I mean you can compare her sentence to the one just handed down to a man who raped a seven-year-old and left her to die: http://www.cbc.ca/news/canada/edmonton/james-clifford-paul-gets-10-year-prison-term-for-attack-on-girl-7-1.3540618

He got ten years.

@elbanditoroso so what? She was on trial for the crime of leaving a baby to die, not the crime of using drugs (which shouldn’t be a crime, in my opinion – but I digress). It shouldn’t factor into her sentencing.

trolltoll's avatar

Some people use drugs and don’t get addicted. Other people are not as lucky. Drug addicts deserve treatment, not incarceration.

si3tech's avatar

If it was a live birth she could have left it on hospital steps or otherwise made sure it would be discovered and cared for.

ibstubro's avatar

The most troubling part for me was “where he died two days later.”

She had plenty of time to change her mind, and the baby died a slow, agonizing death.

I agree the sentence seems excessive, but all I have to go on is the brief news story, not the trial.

Pied_Pfeffer's avatar

The woman needs help, both psychological and through drug rehabilitation. Will she receive it while in jail?

ucme's avatar

She got life, which is what she deprived the baby of, fair seems highly inappropriate

longgone's avatar

I agree with you, and @Pied_Pfeffer. Our punishment-based system is a huge problem.

Buttonstc's avatar

Are we forgetting that she had THREE other children who were taken from her by the state?
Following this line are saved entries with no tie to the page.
PR #274, opened 2025-02-26
[Refactor] Support Incito3 offer click

jrlarano:


lib/kits/core-ui/components/common/offer-overview.ts
```diff
@@ -202,11 +202,25 @@ const OfferOverview = ({
             const priceCurrency =
                 offer.currency_code || offer.pricing?.currency || currency;
 
+            const totalQuantityByOffer = getTotalQuantityByOffer(
+                storedPublicationOffers,
+                product.id
+            );
+
+            console.log('offer product:', offer, product);
```
mortenbo: Debug

lib/kits/core-ui/components/common/offer-overview.ts
```diff
@@ -224,7 +238,6 @@ const OfferOverview = ({
         const {localeCode, currency, priceFrom} = translations;
         const {offer: incitoOffer} = await fetchOffer({viewId, publicationId});
         offer = incitoOffer;
-        offer.products = transformProducts(offer, products);
```
mortenbo, line 227: Not needed anymore?

lib/kits/core-ui/components/helpers/component.ts
```diff
@@ -426,7 +426,9 @@ export const closeSidebar = () => {
 export const displayOfferMessage = (viewId, message) => {
     if (!message) return;
 
-    const offerContainer = document.querySelector(`[data-id="${viewId}"]`);
+    const offerContainer = document.querySelector(
```
mortenbo: Don't understand this. Why any 3.0 specific changes?

lib/kits/core-ui/components/common/offer-overview.ts
jrlarano: Yes, it will be set in the if-statement just below this line 🙂

mortenbo: Only if >1 (not >0 as I would assume).

lib/kits/core-ui/components/helpers/component.ts
jrlarano: This is because in Incito 3, there are 2 containers with similar data-id. The first container is hidden and the second is the real container. However, due to hierarchy, the hidden one is the one being selected by querySelector so I just added an extra rule to avoid selecting the hidden one.

eg:
image

jrlarano:
Hi @mortenbo , other reason for this adjustment is because some of the current logics are dependent on meta-data `tjek.offer.v1` (eg: products, links) which are no longer available in Incito 3.0

lib/kits/core-ui/components/common/offer-overview.ts
jrlarano: Ah yes, otherwise, it will be set in else statement: https://github.com/tjek/tjek-js-sdk/blob/a474b80fa54aa9eca1eb8e1eab62a1b8819d1e82/lib/kits/core-ui/components/common/offer-overview.ts#L244

Sorry, I was supposed to type if-else statement 😅

klarstrup (approved):

lib/kits/core-ui/components/helpers/component.ts
mortenbo: Wouldn't you instead do clickedEl.closest('[data-role=offer][data-id]')? This is more stable.

jrlarano: Yes! Thanks for the idea! 😄 
Here 🙂 : https://github.com/tjek/tjek-js-sdk/pull/274/commits/ba46a73058c678c3d04e8ca11edf0e54436b5a81

mortenbo (approved):

jrlarano:
Hi @klarstrup, when you have time, can you help us deploy the develop branch (this change along with this PR (https://github.com/tjek/tjek-js-sdk/pull/273)) to production? Thank you! 🙂

Issue #451, opened 2015-10-20
The event based risk demo requires 8 GB to run


micheles:
In general the event based risk calculator is consuming too much memory. We should optimize the memory consumption in some way.

PR #466, opened 2015-10-23
Reduced the memory consumption in the event based risk calculator

micheles:
Aggregating by array instead that by list of arrays. In our demo the improvement is from ~900 KB per task to ~300 KB per task (pickled size of the task result). Moreover, I am reducing the data transfer back by removing big attributes from the monitor. The difference is from ~73 MB to ~300 KB per task.
Closes https://github.com/gem/oq-risklib/issues/451

### DIFF
--- a/openquake/calculators/event_based_risk.py
+++ b/openquake/calculators/event_based_risk.py
@@ -145,6 +145,10 @@ def event_based_risk(riskinputs, riskmodel, rlzs_assoc, monitor):
                 result[idx] = [sum(lst, AccumDict())]
         else:
             result[idx] = []
+
+    # NB: don't return back large amounts of data
+    delattr(monitor, 'assets_by_site')
+    delattr(monitor, 'eps_dict')
     return result
 
 
--- a/openquake/calculators/event_based_risk.py
+++ b/openquake/calculators/event_based_risk.py
@@ -56,7 +56,8 @@ def cube(O, L, R, factory):
 
 
 @parallel.litetask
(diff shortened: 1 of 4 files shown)


openquake/calculators/event_based_risk.py
```diff
@@ -71,10 +78,13 @@ def event_based_risk(riskinputs, riskmodel, rlzs_assoc, monitor):
         a single array of dtype elt_dt, or an empty list
     """
     lti = riskmodel.lti  # loss type -> index
-    specific_assets = monitor.oqparam.specific_assets
-    result = cube(
-        monitor.num_outputs, len(lti), len(rlzs_assoc.realizations), list)
-    for out_by_rlz in riskmodel.gen_outputs(riskinputs, rlzs_assoc, monitor):
+    L, R = len(lti), len(rlzs_assoc.realizations)
```
nastasi-oq: L, R, l, r, some more letter in var names, please.

micheles: There is a long tradition in scientific computing about using one-letter variable for integers. Also, the names are used in all other calculators, so I want to keep them. `r` is the loop index in `range(R)`, `l` is the loop index in `range(L)`.

nastasi-oq: Few understandable in any case.
Maybe a document with this kind of practices could help developers in the future.

nastasi-oq:
LGTM

PR #467, opened 2015-10-23
Adds "incrementalMFDAbsolute" option to source model logic tree

g-weatherill:
Waaaay back in time, the "modify_set_mfd" option was added to the EvenlyDisctretizedMFD class in the oq-hazardlib (https://github.com/gem/oq-hazardlib/pull/262). This allows the user to define explicit incremental MFD values to a source (or sources) within a logic tree. This PR propagates this functionality to the oq-risklib, adding a new epistemic uncertainty type to the source model logic tree class: "incrementalMFDAbsolute".

The uncertainty model used to describe this takes the form of a string: 
`min_mag,bin_width,rate_1 rate_2 ... rate_2`
where the minimum magnitude, bin width and rates list are comma sparated, but the rates themselves are whitespace delimited.

### DIFF
--- a/openquake/commonlib/logictree.py
+++ b/openquake/commonlib/logictree.py
@@ -380,10 +380,6 @@ class BranchSet(object):
             # source didn't pass the filter
             return
 
-        #if not isinstance(source.mfd, openquake.hazardlib.mfd.TruncatedGRMFD):
-            # source's mfd is not gutenberg-richter
-        #    return
-
         self._apply_uncertainty_to_mfd(source.mfd, value)
 
     def _apply_uncertainty_to_mfd(self, mfd, value):
@@ -402,6 +398,7 @@ class BranchSet(object):
 
         elif self.uncertainty_type == 'maxMagGRAbsolute':
             mfd.modify('set_max_mag', dict(value=value))
+
         elif self.uncertainty_type == 'incrementalMFDAbsolute':
             min_mag, bin_width, occur_rates = value
             mfd.modify('set_mfd', dict(min_mag=min_mag, bin_width=bin_width,
--- a/openquake/commonlib/logictree.py
+++ b/openquake/commonlib/logictree.py
@@ -801,8 +801,8 @@ class SourceModelLogicTree(BaseLogicTree):
             if len(mbr) == 3:
                 min_mag, bin_width, rates = mbr
                 try:
-                    rates = positivefloats(rates)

Things have to be seriously neglectful before the state can act. So, she ruined 3 previous lives and killed this one needlessly, so at least the sentence she received will act as a preventive for her having the opportunity to ruin/murder any more innocents.

Instead of painting her as the poor victim here, how about considering the REAL victims who did nothing to deserve the treatment they received at her hands?

She did not have to leave an infant to die a slow agonizing death. There were many options available to her (including birth control to assure not getting pregnant AGAIN)

If nothing else, jail will prevent her from damaging/murdering future lives. It’s pretty obvious she lacks the ability to learn from her mistakes so depriving her of the opportunity to keep making the same mistakes is perhaps the best, if imperfect solution, to this situation.

It’s not ideal, but at least it takes her off the playing field.

stanleybmanly's avatar

We don’t have the details provided the judge or jury, but the verdict appears sound. The sentence on the other hand makes me uneasy. Judging from her history, the woman is clearly inept and certainly worthy of close supervision. It may well be that the real crime is that despite rather obvious evidence of her judgemental shortcomings, she wasn’t flagged until the death of her 4th child. Well perhaps she will now have the close supervision necessary in the primary institution left to pen up the mentally troubled.

CWOTUS's avatar

It’s a horrifying story, not only for the way she callously abandoned a newborn infant – which she had elected to carry to term! – to die, cold, alone and hungry in a garage, and then disposed of the body in the trash (not that I personally object to that so much, because I consider a human corpse to be “nothing more than decaying trash” – which I realize is kind of an extreme perspective that isn’t widely shared – and if she hadn’t formulated and articulated such a reasoned perspective, then that would also be perceived as heartless and cruel, and “public disposal” is not the way to express that kind of thought!) but also for WTF is going on in her head to prompt her to act in such ways?

Aside from that, there is no such thing as “a fair sentence” that involves prison.

stanleybmanly's avatar

That’s what I mean. I don’t know what qualifies as deranged, but from the facts presented, my verdict is “the woman’s crazy”.

ibstubro's avatar

What crime doesn’t involve a little bit of crazy?